L’alevin est le point de départ de toute production piscicole. Il s’agit d’un jeune poisson, généralement issu d’une éclosion récente, destiné à être élevé jusqu’à maturité dans des étangs, des bassins ou des cages flottantes.

Il constitue la première étape du cycle de production en aquaculture. Sa qualité conditionne directement les rendements futurs, la croissance des poissons et, en fin de compte, la rentabilité de l’activité. Distribuer des alevins revient donc à fournir aux producteurs la matière première indispensable à leur activité. Sans alevins de qualité, aucune production piscicole structurée ne peut véritablement prospérer.

L’année 2024 a été marquante

Au total, durant cette année, 8.831.428 tonnes d’alevins ont été distribués à travers le pays. La région des Plateaux se taille la part du lion avec 6.623.571 tonnes d’alevins, suivie de la région Maritime avec 883.143.

La région des Savanes enregistre 618.200 tonnes, tandis que la région de la Kara en reçoit 441.571 et la région Centrale 220.786. Le Grand Lomé, quant à lui, en totalise 44.157.

La distribution d’alevins s’apparente, sans équivoque, à une forme d’appui direct aux aquaculteurs. Elle réduit considérablement les coûts d’entrée dans l’activité, souvent jugés contraignants pour les petits producteurs.

En mettant à disposition ces jeunes poissons, les autorités permettent à de nombreux acteurs de se lancer ou d’accroître leur production sans supporter seuls les charges initiales.

Cette aide ne se limite pas à un simple geste ponctuel. Elle s’inscrit dans une logique de soutien structurant visant à professionnaliser la filière et à en améliorer les performances. Elle favorise par ailleurs une meilleure planification des cycles de production, en assurant un approvisionnement régulier et de qualité.

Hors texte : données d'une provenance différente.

PR #104, opened 2020-02-16
Generalize some valuable code from List plugin

dmo-odoo:
This PR generalizes the splitting mechanism of `List` into a `split` method on `VRange`.

This PR also introduces the following concepts which are generically useful and used in `List`:
- `node.closest`
- `node.wrap`
- `node.unwrap`
- `range.targetedNodes`
- `range.extend`

This PR also adds the mechanism that appends a `FragmentNode`'s children instead of the `FragmentNode` itself when appended to another node, even though it actually is of no use to this PR. (To be fair, it used to, and it was missing from master anyway.)


packages/core/src/VNodes/VNode.ts
```diff
@@ -544,14 +544,12 @@ export class VNode {
...
         const descendants = [];
-        if (this.children.length) {
-            let currentDescendant = this.firstChild();
-            do {
-                if (currentDescendant.test(predicate)) {
-                    descendants.push(currentDescendant);
-                }
-                currentDescendant = this._descendantAfter(currentDescendant);
-            } while (currentDescendant);
+        let currentDescendant = this.firstChild();
```
Zinston: Isn't this a REF instead of a FIX?

packages/core/src/VNodes/VNode.ts
```diff
@@ -511,6 +511,18 @@ export class VNode {
         }
         return nextSiblings;
     }
+    /**
+     * Return the closest node from this node that matches the given predicate.
+     * Start with this node then go up the ancestors tree until finding a match.
+     *
+     * @param predicate
+     */
+    closest(predicate?: Predicate): VNode;
```
Zinston: `predicate` shouldn't be optional.

packages/core/src/VRange.ts
```diff
@@ -123,6 +106,31 @@ export class VRange {
...
+     * range is collapsed, the targeted node is the container of the range.
+     * Otherwise, the targeted nodes are the ones encountered by traversing the
+     * tree from the start to end of this range.
+     */
+    targetedNodes(predicate?: Predicate): VNode[];
+    targetedNodes<T extends VNode>(predicate?: Constructor<T>): T[];
+    targetedNodes<T>(predicate?: Predicate<T>): VNode[];
+    targetedNodes<T>(predicate?: Predicate<T>): VNode[] {
+        if (this.isCollapsed()) {
+            const target = this.start.parent;
```
Zinston: This should target _all_ ancestors, not just the parent. Otherwise quid of nested blocks?

packages/core/src/VRange.ts
```diff
@@ -233,6 +233,51 @@ export class VRange {
...
+     * Split the range containers up to their common ancestor. Return all
+     * children of the common ancestor that are targeted by the range after the
+     * split. If a predicate is given, splitting continues up to and including
+     * the node closest to the common ancestor that matches the predicate.
+     *
+     * @param predicate
+     */
+    split<T>(predicate?: Predicate<T>): VNode[] {
+        const ancestor = this.startContainer.commonAncestor(this.endContainer);
+        const closest = ancestor.closest(predicate);
```
Zinston: What if no predicate was given?

packages/core/src/VRange.ts
```diff
@@ -233,6 +233,51 @@ export class VRange {
...
+            }
+            start = startAncestor;
+        } while (start.parent !== container);
+
+        // Split the end ancestors.
+        let end = this.end;
+        do {
+            const endAncestor = end.parent;
+            const children = endAncestor.children;
+            if (children.indexOf(end) < children.length - 1) {
```
Zinston: Comment would be nice:
`// Don't split at the end edge of a node.`
But shouldn't you also check that we're not at the _start_ edge?

packages/core/src/VRange.ts
```diff
@@ -233,6 +233,51 @@ export class VRange {
...
+    split<T>(predicate?: Predicate<T>): VNode[] {
+        const ancestor = this.startContainer.commonAncestor(this.endContainer);
+        const closest = ancestor.closest(predicate);
+        const container = closest ? closest.parent : ancestor;
+
+        // Split the start ancestors.
+        let start = this.start;
+        do {
+            let startAncestor = start.parent;
+            if (startAncestor.children.indexOf(start) > 0) {
```
Zinston: Comment would be nice:
`// Don't split at the start edge of a node.`
But shouldn't you also check that we're not at the _end_ edge?

packages/core/src/VRange.ts
```diff
@@ -233,6 +233,51 @@ export class VRange {
...
+            }
+            end = endAncestor;
+        } while (end.parent !== container);
+
+        // Return all top-most split nodes between and including start and end.
+        const nodes = [];
+        let node = start;
+        while (node !== end) {
+            nodes.push(node);
+            node = node.nextSibling();
```
Zinston: Shouldn't it be `next`? What if the nodes have different parents?
_Brotha from an otha motha_ :call_me_hand:

packages/plugin-list/List.ts
```diff
@@ -84,57 +85,23 @@ export class List extends JWPlugin {
      * @param nodes
      * @param type
      */
-    _convertToList(nodes: Array<VNode>, type: ListType): void {
+    _convertToList(range, type: ListType): void {
```
Zinston: Wow nice :+1:

packages/plugin-list/List.ts
```diff
@@ -117,34 +113,18 @@ export class List extends JWPlugin {
...
-        // Get the direct children of each list to unlist.
-        const listItems = distinct(
-            nodes.map(node => {
-                if (node.parent && node.parent.is(ListNode)) {
-                    return node;
-                } else {
-                    return node.ancestor(ancestor => {
-                        return ancestor.parent && ancestor.parent.is(ListNode);
-                    });
+    _unlist(range): void {
```
Zinston: Re-nice :+1:

packages/plugin-list/List.ts
```diff
@@ -117,34 +113,18 @@ export class List extends JWPlugin {
...
+        withRange(VRange.extending(range), extendedRange => {
+            const nodes = extendedRange.split(ListNode);
+            for (const list of nodes) {
+                for (const nestedList of list.descendants(ListNode)) {
+                    // TODO: automatically invalidate `li-attributes`.
```
Zinston: :+1:

packages/core/src/VNodes/VNode.ts
dmo-odoo: Well, I just switched from a `do...while` to a `while` and removed the `if` that was useless. Somewhat a bit of both in some way but the reason I did it was to fix a bug. (and the true "refactor" part is just removing a useless if)

packages/core/src/VRange.ts
dmo-odoo: I don't think so because we return only the top-most containers that were split, so they are all consecutive siblings of the container we did not split, which is eithier their common ancestor or an ancestor of their common ancestor.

À travers cette politique de distribution d’alevins, le Togo accélère la transformation durable de son secteur halieutique. L’objectif est de passer d’une production encore limitée à une aquaculture structurée, compétitive et capable de répondre aux besoins nationaux.

Ainsi, en toile de fond de ces millions d’alevins distribués se trouve une ambition plus vaste : faire de l’aquaculture un moteur de croissance, un outil de lutte contre la pauvreté et un vecteur de souveraineté alimentaire.

Samir B.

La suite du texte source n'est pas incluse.